• [Description of the task]
Identify each line below that contains the word "internal", and copy it out.
*** Block opens ***
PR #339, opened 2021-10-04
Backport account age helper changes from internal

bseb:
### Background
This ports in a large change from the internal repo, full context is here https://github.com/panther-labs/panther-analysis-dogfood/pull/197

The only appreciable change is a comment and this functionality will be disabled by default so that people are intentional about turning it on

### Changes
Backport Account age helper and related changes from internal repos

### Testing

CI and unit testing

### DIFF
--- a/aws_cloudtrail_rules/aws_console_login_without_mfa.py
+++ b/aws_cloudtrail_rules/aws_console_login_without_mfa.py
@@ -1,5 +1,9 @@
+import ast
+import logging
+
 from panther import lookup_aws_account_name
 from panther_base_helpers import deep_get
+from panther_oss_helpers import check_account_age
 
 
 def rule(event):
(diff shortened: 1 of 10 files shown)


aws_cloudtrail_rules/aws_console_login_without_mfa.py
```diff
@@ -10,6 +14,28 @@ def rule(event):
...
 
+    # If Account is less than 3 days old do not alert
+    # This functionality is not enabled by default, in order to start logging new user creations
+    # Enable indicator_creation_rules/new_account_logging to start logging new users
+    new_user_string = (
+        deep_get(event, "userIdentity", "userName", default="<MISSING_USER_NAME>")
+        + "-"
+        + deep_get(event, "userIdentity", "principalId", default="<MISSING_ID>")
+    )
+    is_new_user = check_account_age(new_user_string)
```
*** Block closes ***
*** Block opens ***
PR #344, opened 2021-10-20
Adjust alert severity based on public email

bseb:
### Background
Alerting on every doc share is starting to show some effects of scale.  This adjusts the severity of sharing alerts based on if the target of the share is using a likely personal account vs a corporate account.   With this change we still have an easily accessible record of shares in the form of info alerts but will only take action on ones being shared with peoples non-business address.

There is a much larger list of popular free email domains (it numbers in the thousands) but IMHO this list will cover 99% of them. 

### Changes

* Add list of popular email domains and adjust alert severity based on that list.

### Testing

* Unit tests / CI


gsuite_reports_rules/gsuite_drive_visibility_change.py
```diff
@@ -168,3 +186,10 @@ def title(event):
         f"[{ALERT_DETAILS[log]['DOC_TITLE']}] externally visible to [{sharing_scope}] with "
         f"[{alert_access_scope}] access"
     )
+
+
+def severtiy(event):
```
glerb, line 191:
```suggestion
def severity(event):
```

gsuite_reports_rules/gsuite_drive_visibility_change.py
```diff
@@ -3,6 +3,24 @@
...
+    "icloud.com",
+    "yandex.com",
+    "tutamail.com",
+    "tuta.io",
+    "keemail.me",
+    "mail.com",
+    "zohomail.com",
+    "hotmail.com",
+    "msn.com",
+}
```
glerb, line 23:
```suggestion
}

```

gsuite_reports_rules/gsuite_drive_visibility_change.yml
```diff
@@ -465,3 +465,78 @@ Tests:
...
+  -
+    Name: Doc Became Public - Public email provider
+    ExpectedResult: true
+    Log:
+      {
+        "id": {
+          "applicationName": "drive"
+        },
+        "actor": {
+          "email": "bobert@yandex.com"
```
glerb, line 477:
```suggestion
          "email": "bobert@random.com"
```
*** Block closes ***
• [Worked solution]
Backport account age helper changes from internal
This ports in a large change from the internal repo, full context is here https://github.com/panther-labs/panther-analysis-dogfood/pull/197
Backport Account age helper and related changes from internal repos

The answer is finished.